A long pause. Margaret could almost hear him thinking. Then: “Can you be sure this wasn’t a Farquist look-alike?”
“Impossible. He’d have had to be a sound-alike too. Nor does he have an identical twin.”
“Does he own a log home somewhere up in the Laurentians? Or maybe the Gatineau Hills?”
“I’m sure going to find out.”
Another pause. “Dare I ask, darling, have you been drinking?”
She felt insulted by that, but admitted to just having poured a second glass of the Malbec. “Otherwise, Arthur, I’ve been dead cold sober all day.”

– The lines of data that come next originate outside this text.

PR #1285, opened 2020-06-03
Add the reply-to address to the body of the fact-check email and test it

benjamineskola:
This is so that HMRC can manually set the reply address, as their system ignores the reply-to header.

https://trello.com/c/jCpYumNF/2009-include-reply-to-address-in-body-of-publisher-fact-check-emails

### DIFF
--- a/test/integration/edition_workflow_test.rb
+++ b/test/integration/edition_workflow_test.rb
@@ -72,7 +72,25 @@ class EditionWorkflowTest < JavascriptIntegrationTest
 
     fact_check_email = ActionMailer::Base.deliveries.select { |mail| mail.to.include? "user@example.com" }.last
     assert fact_check_email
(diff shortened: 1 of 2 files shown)


test/integration/edition_workflow_test.rb
```diff
@@ -75,6 +75,25 @@ class EditionWorkflowTest < JavascriptIntegrationTest
...
+    ActionMailer::Base.deliveries.clear
+
+    within "#send_fact_check_form" do
+      fill_in "Email address", with: "user@example.com"
+      click_on "Send"
+    end
+
+    fact_check_email = ActionMailer::Base.deliveries.select { |mail| mail.to.include? "user@example.com" }.last
+    assert fact_check_email
+    pp fact_check_email.body.to_s
```
cbaines, line 93: Left over debugging?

After a wordless few seconds — she suspected Arthur was carefully preparing his next remark — he said, “I hope you won’t do anything precipitous, darling, because if you don’t mind my saying —”
“I do mind your saying.” She quickly apologized for her sharp tone. “I’m not blind to the ethical considerations, Arthur. I won’t get involved in mindless mudslinging. If hiring a prostitute to whip his fat ass isn’t enough to disqualify him from his sworn task of destroying the environment, well, bribery definitely is. If we can prove it. I’ll want your advice, of course, and I’m sharing this quietly only with Pierette and Jennie. She’s a very good lawyer, as you know.”